_Exercise goal_.
Return all lines of the records that contain the word "query".

_Provided data_.
┌────────

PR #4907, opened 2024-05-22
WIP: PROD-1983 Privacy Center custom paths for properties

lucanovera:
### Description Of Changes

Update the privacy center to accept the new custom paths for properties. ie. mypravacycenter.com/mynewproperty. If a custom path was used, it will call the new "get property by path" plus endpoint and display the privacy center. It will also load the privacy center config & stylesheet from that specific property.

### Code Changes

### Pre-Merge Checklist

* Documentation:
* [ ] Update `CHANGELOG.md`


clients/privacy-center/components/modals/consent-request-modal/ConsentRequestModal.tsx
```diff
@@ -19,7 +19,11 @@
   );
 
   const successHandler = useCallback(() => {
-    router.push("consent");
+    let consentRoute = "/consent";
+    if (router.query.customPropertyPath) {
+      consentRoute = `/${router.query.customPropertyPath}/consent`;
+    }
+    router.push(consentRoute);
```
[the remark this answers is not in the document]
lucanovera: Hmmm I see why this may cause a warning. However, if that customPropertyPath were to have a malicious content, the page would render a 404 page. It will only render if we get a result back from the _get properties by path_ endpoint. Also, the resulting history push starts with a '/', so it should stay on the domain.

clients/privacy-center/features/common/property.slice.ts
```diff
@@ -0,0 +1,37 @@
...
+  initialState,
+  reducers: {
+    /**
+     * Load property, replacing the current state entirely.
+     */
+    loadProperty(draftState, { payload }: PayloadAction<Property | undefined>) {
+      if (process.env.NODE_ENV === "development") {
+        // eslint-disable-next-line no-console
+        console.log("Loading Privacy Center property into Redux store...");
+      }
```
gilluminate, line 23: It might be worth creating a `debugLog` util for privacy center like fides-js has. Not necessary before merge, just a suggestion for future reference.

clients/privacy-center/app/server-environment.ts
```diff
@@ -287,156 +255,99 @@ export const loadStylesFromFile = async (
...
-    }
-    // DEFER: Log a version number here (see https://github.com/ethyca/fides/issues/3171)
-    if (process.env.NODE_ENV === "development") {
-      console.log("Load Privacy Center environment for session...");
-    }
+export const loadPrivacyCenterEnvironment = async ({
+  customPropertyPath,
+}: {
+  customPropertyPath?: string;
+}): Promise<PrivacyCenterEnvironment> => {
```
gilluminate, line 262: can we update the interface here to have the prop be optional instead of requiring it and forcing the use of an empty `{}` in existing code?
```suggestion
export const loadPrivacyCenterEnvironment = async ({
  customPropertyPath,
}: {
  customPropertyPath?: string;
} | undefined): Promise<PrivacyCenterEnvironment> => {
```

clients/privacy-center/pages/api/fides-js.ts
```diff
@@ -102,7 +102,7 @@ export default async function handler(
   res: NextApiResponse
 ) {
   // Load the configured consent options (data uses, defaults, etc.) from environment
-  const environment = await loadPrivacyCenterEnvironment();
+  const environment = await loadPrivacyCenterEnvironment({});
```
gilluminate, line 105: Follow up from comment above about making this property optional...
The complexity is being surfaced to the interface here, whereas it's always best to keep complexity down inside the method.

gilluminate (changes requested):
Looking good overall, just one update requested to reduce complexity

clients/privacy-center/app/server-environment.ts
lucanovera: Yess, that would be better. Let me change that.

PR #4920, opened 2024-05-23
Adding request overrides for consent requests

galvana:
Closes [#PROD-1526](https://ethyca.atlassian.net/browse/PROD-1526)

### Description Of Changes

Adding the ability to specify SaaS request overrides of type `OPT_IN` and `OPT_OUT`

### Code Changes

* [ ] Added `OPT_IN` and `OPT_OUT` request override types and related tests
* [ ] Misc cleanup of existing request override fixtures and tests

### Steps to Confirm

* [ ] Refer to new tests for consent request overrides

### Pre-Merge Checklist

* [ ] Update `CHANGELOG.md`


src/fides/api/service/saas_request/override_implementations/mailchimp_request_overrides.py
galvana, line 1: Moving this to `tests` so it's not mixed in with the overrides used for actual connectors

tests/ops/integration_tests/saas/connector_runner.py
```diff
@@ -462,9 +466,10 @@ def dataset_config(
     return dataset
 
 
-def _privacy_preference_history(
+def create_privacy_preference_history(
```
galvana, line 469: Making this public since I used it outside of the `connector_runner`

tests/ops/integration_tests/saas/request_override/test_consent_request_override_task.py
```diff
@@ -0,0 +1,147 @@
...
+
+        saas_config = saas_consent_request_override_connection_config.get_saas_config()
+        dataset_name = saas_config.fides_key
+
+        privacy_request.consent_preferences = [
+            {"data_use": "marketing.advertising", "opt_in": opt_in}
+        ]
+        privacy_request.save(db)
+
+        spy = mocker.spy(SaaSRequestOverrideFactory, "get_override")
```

└────────

_The answer_.
+    if (router.query.customPropertyPath) {
+      consentRoute = `/${router.query.customPropertyPath}/consent`;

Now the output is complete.